WHAT THE EXERCISE ASKS:
Copy, word for word, each line of the data below from the first through the line containing "- [ ] Sources have been included (as links)", and stop there.

DATA TO USE:
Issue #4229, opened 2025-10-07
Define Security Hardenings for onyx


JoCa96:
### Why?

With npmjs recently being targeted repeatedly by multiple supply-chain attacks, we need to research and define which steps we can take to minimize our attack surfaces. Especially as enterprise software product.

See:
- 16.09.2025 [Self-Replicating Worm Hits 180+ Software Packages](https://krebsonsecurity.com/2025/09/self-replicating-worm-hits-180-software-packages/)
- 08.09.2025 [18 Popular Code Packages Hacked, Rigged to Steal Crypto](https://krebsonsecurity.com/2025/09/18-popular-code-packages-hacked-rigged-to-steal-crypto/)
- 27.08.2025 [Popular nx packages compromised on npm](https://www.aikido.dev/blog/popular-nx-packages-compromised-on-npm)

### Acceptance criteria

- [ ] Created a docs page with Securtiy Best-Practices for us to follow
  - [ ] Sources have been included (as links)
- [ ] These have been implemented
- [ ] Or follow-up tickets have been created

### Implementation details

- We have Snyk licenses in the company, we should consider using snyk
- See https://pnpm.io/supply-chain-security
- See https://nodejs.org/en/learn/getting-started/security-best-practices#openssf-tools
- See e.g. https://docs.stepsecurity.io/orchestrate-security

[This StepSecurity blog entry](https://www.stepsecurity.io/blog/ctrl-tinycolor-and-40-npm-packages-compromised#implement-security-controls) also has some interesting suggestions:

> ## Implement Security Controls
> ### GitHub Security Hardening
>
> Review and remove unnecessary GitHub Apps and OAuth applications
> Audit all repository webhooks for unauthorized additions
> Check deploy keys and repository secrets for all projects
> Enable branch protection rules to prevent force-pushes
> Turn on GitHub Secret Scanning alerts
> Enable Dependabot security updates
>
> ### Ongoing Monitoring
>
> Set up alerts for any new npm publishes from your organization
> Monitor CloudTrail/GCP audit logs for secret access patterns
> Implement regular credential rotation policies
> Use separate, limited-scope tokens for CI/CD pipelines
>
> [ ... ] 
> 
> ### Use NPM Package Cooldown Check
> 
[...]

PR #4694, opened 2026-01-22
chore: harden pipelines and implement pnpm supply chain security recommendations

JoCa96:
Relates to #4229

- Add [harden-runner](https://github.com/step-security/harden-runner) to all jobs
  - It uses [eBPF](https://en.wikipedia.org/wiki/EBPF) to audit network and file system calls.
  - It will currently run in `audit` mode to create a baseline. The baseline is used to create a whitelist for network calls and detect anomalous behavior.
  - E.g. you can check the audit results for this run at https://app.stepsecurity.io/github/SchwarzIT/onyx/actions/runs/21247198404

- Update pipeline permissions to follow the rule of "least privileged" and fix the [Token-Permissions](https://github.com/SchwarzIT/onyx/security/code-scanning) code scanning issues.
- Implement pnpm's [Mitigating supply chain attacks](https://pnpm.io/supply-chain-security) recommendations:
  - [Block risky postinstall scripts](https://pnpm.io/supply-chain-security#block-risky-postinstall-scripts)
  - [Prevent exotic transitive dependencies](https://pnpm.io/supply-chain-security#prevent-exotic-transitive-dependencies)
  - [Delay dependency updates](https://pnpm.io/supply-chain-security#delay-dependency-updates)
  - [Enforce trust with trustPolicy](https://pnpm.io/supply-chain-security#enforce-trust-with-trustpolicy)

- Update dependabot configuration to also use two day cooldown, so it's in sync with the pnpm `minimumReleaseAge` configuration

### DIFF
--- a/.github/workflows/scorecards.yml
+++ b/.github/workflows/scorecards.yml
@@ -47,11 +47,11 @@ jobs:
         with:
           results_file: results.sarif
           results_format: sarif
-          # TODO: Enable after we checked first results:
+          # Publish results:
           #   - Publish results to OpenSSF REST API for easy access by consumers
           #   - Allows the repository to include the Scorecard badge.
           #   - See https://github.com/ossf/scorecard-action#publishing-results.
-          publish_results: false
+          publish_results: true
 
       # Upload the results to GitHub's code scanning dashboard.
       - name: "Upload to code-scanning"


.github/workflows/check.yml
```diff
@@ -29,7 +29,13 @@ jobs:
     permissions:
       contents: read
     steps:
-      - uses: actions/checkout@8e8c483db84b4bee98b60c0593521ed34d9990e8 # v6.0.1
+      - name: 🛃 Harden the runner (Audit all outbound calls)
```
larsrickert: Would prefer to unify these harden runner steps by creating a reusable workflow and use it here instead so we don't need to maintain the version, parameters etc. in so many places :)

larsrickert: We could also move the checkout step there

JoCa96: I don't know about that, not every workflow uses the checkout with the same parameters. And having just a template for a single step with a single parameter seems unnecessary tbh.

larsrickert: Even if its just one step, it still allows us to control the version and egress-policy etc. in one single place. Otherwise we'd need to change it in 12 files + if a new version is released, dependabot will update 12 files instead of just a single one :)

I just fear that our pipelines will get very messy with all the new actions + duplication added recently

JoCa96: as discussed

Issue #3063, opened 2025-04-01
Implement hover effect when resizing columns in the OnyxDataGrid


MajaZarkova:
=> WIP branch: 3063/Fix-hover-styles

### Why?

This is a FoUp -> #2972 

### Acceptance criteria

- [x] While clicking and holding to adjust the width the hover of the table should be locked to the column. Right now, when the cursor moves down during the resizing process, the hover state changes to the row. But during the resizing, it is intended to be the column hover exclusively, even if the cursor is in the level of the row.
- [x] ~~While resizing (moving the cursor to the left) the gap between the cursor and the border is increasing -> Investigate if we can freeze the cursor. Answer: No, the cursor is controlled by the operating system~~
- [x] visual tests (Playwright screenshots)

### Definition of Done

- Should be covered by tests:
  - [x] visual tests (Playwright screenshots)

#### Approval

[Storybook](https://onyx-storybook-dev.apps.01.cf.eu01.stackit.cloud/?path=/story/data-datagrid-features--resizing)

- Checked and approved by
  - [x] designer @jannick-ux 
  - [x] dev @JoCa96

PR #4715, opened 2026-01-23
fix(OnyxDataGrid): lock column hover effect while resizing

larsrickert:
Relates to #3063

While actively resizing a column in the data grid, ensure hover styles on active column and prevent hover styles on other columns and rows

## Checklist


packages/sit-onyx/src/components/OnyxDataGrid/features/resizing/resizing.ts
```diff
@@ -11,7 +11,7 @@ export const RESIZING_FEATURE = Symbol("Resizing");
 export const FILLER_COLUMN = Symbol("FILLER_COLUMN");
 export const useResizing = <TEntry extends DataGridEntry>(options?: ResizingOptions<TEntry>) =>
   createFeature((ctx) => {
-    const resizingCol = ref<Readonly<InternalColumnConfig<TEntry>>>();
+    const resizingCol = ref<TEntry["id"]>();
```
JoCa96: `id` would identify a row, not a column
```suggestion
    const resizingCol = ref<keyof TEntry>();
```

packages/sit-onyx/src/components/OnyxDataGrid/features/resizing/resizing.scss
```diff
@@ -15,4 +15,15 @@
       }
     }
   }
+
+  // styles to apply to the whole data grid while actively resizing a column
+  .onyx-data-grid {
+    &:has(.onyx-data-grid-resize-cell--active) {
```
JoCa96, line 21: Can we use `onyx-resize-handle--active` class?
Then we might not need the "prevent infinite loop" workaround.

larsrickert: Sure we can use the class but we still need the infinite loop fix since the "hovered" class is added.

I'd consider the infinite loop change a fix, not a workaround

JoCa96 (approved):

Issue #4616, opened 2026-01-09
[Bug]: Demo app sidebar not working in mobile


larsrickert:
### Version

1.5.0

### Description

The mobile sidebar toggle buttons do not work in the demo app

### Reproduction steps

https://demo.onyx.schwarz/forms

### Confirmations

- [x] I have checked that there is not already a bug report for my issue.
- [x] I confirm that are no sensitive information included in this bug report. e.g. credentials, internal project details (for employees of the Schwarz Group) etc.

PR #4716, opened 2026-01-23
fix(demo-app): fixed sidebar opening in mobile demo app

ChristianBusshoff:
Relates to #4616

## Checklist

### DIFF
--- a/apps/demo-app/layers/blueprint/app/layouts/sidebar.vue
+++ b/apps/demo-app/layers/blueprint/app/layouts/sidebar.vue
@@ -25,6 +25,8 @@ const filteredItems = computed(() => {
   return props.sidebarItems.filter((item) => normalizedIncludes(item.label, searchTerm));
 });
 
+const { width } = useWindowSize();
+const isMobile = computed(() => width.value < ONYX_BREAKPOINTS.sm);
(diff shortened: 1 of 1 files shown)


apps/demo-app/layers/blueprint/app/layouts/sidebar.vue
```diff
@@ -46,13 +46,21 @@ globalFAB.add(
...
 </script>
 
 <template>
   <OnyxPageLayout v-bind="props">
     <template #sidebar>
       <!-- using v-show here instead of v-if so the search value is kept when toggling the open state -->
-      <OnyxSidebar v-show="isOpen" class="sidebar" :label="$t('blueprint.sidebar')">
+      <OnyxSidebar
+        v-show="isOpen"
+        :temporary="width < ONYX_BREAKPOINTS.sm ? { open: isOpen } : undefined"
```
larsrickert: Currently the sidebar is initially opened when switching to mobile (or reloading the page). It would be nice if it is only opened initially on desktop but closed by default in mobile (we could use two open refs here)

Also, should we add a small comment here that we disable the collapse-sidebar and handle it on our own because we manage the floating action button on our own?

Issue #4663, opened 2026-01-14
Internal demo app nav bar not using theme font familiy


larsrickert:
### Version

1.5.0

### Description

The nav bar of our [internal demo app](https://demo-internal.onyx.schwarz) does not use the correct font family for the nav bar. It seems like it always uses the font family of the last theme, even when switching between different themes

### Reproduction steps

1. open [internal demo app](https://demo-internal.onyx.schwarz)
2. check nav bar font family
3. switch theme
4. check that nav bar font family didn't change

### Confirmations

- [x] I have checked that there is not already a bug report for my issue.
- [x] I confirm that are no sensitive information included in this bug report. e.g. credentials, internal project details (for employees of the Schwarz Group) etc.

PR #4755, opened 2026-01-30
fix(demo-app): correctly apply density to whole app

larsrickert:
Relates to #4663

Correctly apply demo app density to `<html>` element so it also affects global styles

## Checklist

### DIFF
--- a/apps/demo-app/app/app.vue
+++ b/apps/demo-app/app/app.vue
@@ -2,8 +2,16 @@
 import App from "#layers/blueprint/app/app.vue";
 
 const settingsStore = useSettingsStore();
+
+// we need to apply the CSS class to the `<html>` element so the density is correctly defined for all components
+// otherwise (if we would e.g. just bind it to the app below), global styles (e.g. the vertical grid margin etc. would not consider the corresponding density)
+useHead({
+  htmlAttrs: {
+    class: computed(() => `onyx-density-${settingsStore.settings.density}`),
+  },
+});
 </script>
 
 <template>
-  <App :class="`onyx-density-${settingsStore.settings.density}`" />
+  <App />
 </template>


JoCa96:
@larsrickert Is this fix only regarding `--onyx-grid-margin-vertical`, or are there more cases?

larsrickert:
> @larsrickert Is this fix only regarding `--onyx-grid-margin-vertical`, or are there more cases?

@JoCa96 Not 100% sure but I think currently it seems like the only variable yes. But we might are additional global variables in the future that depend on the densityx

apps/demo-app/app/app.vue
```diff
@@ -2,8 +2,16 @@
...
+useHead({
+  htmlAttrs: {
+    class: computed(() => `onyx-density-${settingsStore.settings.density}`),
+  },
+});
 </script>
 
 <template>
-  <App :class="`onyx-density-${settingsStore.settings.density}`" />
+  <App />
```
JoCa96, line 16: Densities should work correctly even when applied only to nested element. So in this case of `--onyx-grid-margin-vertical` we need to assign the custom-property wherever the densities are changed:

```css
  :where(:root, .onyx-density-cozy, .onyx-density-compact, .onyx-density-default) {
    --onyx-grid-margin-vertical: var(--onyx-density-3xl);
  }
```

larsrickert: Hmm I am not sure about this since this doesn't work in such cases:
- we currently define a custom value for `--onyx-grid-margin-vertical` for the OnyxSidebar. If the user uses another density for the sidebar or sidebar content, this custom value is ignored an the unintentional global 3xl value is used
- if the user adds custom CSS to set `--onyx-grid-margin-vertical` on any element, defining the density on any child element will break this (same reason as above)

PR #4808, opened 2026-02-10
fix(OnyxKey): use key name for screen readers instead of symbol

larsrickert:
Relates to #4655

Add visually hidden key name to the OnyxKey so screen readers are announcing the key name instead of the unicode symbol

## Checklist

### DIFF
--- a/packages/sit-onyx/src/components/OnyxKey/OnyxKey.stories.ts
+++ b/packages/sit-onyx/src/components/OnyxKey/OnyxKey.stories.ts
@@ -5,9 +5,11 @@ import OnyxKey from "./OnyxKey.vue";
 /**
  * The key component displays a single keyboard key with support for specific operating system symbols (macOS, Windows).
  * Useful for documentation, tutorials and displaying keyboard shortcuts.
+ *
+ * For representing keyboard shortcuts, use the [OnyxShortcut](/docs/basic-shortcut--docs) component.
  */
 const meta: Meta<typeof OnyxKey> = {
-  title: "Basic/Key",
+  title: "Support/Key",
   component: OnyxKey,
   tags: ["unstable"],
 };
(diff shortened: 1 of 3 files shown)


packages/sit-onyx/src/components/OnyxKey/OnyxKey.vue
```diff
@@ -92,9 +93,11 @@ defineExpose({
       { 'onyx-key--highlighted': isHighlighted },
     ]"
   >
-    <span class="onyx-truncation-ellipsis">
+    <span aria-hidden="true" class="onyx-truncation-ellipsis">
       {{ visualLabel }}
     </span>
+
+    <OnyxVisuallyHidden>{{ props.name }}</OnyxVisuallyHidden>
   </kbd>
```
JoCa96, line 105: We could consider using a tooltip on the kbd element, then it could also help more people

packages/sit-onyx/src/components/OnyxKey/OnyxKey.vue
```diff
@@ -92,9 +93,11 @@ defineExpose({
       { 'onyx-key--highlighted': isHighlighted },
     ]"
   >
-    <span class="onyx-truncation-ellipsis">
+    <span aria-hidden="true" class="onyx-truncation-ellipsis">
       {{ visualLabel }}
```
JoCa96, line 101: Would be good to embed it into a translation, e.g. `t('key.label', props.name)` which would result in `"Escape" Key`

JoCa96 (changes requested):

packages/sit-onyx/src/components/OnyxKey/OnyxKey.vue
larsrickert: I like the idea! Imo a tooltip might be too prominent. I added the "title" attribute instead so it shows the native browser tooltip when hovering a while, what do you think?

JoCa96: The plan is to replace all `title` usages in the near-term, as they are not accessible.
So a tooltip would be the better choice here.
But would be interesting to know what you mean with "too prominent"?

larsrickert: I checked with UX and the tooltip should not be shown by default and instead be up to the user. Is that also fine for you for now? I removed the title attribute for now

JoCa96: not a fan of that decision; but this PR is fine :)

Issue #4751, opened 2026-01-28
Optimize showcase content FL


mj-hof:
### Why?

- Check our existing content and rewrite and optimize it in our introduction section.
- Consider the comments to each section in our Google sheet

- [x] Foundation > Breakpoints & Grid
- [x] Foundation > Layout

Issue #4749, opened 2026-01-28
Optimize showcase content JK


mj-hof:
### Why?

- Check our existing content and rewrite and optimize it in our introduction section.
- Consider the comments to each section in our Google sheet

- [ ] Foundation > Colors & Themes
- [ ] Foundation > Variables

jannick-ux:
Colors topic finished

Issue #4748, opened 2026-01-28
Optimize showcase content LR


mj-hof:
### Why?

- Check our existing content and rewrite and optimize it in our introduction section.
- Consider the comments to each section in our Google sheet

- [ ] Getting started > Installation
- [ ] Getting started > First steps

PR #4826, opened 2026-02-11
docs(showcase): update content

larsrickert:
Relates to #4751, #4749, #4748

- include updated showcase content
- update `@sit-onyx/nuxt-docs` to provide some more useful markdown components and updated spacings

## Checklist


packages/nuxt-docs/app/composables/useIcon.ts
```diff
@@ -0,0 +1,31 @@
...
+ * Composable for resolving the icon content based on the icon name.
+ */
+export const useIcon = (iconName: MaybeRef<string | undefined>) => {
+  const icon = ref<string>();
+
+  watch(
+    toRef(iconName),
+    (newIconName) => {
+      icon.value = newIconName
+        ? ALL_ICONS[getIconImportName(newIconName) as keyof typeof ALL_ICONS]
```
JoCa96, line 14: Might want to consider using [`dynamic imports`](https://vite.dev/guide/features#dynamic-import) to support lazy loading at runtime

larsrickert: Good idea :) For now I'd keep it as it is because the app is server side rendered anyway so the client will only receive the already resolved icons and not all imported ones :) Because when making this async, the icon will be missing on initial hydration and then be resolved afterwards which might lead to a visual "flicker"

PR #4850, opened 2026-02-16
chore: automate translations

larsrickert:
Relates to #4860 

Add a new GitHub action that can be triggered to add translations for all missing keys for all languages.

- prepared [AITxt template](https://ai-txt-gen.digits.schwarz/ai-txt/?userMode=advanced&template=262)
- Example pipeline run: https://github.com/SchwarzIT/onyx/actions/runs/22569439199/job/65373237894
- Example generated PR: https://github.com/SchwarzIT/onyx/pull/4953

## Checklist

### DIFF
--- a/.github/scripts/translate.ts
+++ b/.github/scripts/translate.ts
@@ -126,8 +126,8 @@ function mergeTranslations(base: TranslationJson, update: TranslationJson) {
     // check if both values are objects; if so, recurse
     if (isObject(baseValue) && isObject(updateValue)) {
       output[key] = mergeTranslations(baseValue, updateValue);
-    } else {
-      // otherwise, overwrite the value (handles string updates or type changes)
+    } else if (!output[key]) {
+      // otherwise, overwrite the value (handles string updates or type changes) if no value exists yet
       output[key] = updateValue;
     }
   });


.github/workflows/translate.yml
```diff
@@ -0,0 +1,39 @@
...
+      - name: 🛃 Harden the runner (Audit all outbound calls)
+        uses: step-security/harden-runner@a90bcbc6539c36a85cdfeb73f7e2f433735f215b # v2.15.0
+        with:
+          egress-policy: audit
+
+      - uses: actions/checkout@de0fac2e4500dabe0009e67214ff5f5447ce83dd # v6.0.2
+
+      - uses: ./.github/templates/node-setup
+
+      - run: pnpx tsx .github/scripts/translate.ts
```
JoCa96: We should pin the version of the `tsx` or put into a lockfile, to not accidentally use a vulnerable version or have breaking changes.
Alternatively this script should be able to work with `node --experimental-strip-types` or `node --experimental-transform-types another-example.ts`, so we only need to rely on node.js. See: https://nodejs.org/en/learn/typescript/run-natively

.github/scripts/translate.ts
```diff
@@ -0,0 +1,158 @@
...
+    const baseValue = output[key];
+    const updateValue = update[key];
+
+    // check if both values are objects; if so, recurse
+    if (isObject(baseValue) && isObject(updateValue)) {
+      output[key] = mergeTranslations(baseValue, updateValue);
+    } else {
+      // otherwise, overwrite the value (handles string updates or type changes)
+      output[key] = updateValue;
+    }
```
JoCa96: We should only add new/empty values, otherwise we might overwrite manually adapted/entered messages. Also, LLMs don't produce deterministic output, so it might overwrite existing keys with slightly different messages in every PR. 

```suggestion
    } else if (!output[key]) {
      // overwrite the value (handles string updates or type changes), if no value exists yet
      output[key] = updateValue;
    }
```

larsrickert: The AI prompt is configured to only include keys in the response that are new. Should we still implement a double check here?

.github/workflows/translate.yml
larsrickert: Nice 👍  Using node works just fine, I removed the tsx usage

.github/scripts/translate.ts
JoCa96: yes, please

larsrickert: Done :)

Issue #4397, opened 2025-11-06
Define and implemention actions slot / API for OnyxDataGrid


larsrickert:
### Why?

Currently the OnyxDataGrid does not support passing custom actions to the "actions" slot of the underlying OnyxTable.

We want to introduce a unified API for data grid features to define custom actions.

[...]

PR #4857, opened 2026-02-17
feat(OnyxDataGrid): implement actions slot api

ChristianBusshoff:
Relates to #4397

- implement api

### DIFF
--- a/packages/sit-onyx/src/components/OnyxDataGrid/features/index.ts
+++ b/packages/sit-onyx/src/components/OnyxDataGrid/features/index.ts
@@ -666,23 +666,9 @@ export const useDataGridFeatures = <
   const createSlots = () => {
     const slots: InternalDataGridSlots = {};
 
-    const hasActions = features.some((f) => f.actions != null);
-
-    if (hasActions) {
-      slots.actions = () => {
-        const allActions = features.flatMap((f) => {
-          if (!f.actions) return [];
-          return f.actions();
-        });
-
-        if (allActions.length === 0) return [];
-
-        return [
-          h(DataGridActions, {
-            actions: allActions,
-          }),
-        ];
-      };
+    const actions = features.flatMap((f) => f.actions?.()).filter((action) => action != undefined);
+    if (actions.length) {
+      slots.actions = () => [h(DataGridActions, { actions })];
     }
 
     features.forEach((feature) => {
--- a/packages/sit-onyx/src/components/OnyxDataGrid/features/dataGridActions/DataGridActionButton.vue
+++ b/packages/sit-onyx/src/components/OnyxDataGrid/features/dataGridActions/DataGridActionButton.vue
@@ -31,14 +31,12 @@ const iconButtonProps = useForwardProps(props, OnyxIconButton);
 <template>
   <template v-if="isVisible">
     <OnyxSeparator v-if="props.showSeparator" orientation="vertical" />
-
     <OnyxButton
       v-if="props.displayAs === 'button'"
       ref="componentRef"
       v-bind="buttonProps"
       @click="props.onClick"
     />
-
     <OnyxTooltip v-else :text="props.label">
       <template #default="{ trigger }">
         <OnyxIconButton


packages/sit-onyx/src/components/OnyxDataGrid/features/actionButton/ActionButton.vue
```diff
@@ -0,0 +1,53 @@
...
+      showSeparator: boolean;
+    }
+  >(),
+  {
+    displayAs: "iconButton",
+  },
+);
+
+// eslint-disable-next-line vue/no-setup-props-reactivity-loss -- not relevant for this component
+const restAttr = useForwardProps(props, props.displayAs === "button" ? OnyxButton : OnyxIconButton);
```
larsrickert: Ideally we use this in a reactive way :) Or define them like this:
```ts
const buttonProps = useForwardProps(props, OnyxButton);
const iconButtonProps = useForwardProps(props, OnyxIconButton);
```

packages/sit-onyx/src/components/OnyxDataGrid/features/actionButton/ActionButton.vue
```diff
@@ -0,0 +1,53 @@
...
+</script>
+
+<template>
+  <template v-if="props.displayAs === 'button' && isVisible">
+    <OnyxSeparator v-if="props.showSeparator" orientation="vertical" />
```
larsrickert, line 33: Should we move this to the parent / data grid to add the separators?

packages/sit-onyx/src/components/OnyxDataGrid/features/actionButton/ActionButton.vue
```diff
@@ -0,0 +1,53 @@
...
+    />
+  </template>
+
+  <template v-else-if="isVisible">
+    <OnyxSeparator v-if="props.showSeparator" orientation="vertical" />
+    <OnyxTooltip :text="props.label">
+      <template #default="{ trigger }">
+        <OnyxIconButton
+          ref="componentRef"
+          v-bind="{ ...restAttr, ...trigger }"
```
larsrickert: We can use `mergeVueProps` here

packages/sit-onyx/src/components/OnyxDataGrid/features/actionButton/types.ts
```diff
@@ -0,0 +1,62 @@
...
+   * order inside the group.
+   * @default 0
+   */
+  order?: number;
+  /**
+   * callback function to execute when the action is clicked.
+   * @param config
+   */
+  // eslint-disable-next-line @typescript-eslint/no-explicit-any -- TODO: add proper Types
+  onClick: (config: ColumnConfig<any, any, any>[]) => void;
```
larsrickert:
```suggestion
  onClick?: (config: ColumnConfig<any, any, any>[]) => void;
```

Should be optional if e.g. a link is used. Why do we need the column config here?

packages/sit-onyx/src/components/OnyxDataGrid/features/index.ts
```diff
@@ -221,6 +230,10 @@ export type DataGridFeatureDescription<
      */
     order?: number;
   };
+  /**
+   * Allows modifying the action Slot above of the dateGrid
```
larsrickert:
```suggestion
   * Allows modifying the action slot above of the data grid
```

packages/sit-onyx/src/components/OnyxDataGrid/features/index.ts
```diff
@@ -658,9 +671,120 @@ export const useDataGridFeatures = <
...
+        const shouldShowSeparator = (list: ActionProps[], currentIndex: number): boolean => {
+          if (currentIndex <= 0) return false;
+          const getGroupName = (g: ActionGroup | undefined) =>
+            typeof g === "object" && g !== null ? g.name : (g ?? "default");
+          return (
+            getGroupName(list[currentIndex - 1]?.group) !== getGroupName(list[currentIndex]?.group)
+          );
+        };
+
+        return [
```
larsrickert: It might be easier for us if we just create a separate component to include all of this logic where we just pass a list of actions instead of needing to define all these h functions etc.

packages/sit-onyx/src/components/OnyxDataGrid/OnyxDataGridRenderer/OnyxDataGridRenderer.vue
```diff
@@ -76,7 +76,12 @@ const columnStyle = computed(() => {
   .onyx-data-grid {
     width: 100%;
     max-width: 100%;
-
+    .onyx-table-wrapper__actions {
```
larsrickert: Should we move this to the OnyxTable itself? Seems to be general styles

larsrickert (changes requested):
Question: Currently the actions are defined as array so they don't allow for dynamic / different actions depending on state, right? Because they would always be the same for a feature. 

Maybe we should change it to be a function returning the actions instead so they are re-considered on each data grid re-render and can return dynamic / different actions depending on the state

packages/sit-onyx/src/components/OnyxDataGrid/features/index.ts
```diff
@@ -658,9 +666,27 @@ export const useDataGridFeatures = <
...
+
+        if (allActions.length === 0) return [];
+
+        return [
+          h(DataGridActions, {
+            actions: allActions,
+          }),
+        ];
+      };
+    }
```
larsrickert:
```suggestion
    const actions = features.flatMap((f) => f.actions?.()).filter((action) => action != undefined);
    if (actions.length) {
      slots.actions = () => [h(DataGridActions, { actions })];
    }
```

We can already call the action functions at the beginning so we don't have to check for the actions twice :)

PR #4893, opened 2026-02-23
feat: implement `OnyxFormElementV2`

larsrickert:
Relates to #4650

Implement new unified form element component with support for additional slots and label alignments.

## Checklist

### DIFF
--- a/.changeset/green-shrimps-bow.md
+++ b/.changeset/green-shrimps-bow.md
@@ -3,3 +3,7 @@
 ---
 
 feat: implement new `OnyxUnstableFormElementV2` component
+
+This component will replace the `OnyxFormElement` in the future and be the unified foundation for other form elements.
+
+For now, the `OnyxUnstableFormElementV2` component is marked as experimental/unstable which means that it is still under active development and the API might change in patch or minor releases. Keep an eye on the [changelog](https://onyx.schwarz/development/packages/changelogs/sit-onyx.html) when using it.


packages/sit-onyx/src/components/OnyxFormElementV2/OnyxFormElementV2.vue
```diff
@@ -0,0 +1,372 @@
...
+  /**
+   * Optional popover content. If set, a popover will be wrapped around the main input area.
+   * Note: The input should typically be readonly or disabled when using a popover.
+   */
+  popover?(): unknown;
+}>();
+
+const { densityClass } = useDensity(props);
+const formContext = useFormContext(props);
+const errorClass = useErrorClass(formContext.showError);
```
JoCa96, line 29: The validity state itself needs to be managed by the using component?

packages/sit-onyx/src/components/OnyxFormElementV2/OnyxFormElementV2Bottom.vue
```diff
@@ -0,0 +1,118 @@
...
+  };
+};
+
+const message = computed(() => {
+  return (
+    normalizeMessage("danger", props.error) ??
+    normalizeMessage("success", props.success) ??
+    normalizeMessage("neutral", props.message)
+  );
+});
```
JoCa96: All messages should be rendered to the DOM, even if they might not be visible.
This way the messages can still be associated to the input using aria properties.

FINISHED EXERCISE:
Issue #4229, opened 2025-10-07
Define Security Hardenings for onyx


JoCa96:
### Why?

With npmjs recently being targeted repeatedly by multiple supply-chain attacks, we need to research and define which steps we can take to minimize our attack surfaces. Especially as enterprise software product.

See:
- 16.09.2025 [Self-Replicating Worm Hits 180+ Software Packages](https://krebsonsecurity.com/2025/09/self-replicating-worm-hits-180-software-packages/)
- 08.09.2025 [18 Popular Code Packages Hacked, Rigged to Steal Crypto](https://krebsonsecurity.com/2025/09/18-popular-code-packages-hacked-rigged-to-steal-crypto/)
- 27.08.2025 [Popular nx packages compromised on npm](https://www.aikido.dev/blog/popular-nx-packages-compromised-on-npm)

### Acceptance criteria

- [ ] Created a docs page with Securtiy Best-Practices for us to follow
  - [ ] Sources have been included (as links)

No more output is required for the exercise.